Abandoned grid infrastructure is a liability in a class of its own, especially in remote areas, such as the Canadian Arctic. Industrial installations, pipelines, ports, railroads and roads, or trans-shipment terminals are left behind, criss-crossing the landscape and threatening natural resources like water as they decay and release toxins. This liability stays for decades if not forever.

Fight intentional dumping of liabilities on taxpayers

Unfunded liabilities and legacy costs are the result of company insolvencies that in effect dump the long-term cost of decommissioning, dismantling, cleaning up and reclaiming on the state and future taxpayers.

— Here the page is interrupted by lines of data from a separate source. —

PR #172, opened 2020-04-21
LookupMissingEvents

neilalexander:
This adds `MissingEvents`, `RespMissingEvents` and `LookupMissingEvents()`.

### DIFF
--- a/federationclient.go
+++ b/federationclient.go
@@ -238,6 +238,7 @@ func (ac *FederationClient) LookupStateIDs(
 
 // LookupMissingEvents asks a remote server for missing events within a
 // given bracket.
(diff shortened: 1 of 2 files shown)


federationtypes.go
```diff
@@ -135,6 +135,26 @@ type RespState struct {
 	AuthEvents []Event `json:"auth_chain"`
 }
 
+// MissingEvents represents a set of missing events.
```
Kegsay, line 138: It's a request for missing events actually isn't it?

federationclient.go
```diff
@@ -236,6 +236,23 @@ func (ac *FederationClient) LookupStateIDs(
 	return
 }
 
+// LookupMissingEvents asks a remote server for missing events within a
+// given bracket.
```
Kegsay, line 240: Please link to the spec

PR #173, opened 2020-04-22
Add VerifyEventAuthChain and use it when backfilling

Kegsay:
This currently doesn't make network calls, the next PR will add an implementation of `AuthChainProvider` which will rely entirely on network calls. The intention then is for Dendrite to use that provider as a fallback, after initially trying the database/caches/querying roomserver/magic.

### DIFF
--- a/authchain.go
+++ b/authchain.go
@@ -1,0 +1,62 @@
+package gomatrixserverlib
+
+import (
+	"context"
+	"fmt"
+)
+
+// AuthChainProvider returns the requested list of auth events.
+type AuthChainProvider func(roomVer RoomVersion, eventIDs []string) ([]Event, error)
+
+// VerifyEventAuthChain will verify that the event is allowed according to its auth_events, and then
+// recursively verify each of those auth_events.
+//
+// This implements Step 4 of https://matrix.org/docs/spec/server_server/latest#checks-performed-on-receipt-of-a-pdu
+// "Passes authorization rules based on the event's auth events, otherwise it is rejected."
+//
+// The `provideEvents` function will only be called for *new* events rather than for everything as it is
+// assumed that this function is costly. Failing to provide all the requested events will fail this function.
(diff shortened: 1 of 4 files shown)


authchain.go
```diff
@@ -0,0 +1,62 @@
...
+		// fetch the events and add them to the lookup table
+		if len(need) > 0 {
+			newEvents, err := provideEvents(eventToVerify.roomVersion, need)
+			if err != nil {
+				return fmt.Errorf("gomatrixserverlib: VerifyEventAuthChain failed to obtain auth events: %w", err)
+			}
+			for i := range newEvents {
+				eventsByID[newEvents[i].EventID()] = &newEvents[i] // add to lookup table
+			}
+			eventsToVerify = append(eventsToVerify, newEvents...) // verify these events too
```
neilalexander, line 52: Might not be apparent until we see it in real use but I suspect the order of `newEvents` is important here, but I don't see anything that enforces it. On such a small set of events, the `ReverseTopologicalOrdering` function might just be enough to guarantee that you always verify possibly new prerequisite events first.

Kegsay: The order shouldn't matter, because we cache results at every stage. Each stage can independently verify a single event, so you shouldn't get any weird dependencies on requiring X to be verified *before* you verify Y. We don't need to make sure that the create event is acceptable before we verify a message event, we can do them both independently and then when the create event fails it will fail the overall request.

This does mean that it's possible to parallelise this algorithm pretty easily should the auth check itself become complex, but I don't want to prematurely optimise this for now.

neilalexander: Fair enough!

Kegsay: You could of course do some funky "well the create event is bad, so anything which references it can be automatically discarded without doing an auth check" stuff, but that's an optimisation for later. That *would* create a dependency between events.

The experience in many industries, from mining to nuclear power plants, shows that the accounting rules and the obligations to make provisions or accruals for legacy costs are not enforced, and that in too many cases the clean-up does not happen.

Abandoned liabilities are not just the result of bad decisions in the past, they are the possible consequence of current decisions, especially of investments in an industry with a doubtful future and in the absence of effective enforcement of remedial action in remote locations.

Here is the challenge for the ministers of finance and leaders meeting the G20: Establish not only disclosure rules for climate-related risks, but also rules to ensure that legacy costs are borne by investors and sufficient funds are set aside and secured to meet future needs.

Thanks to Sonja Thielges and Paul Hockenos for comments.

Comments

Anonymous am 21.12.2018 - 10:14

If only our political decision makers were as clear-sighted as this fine peace of thought.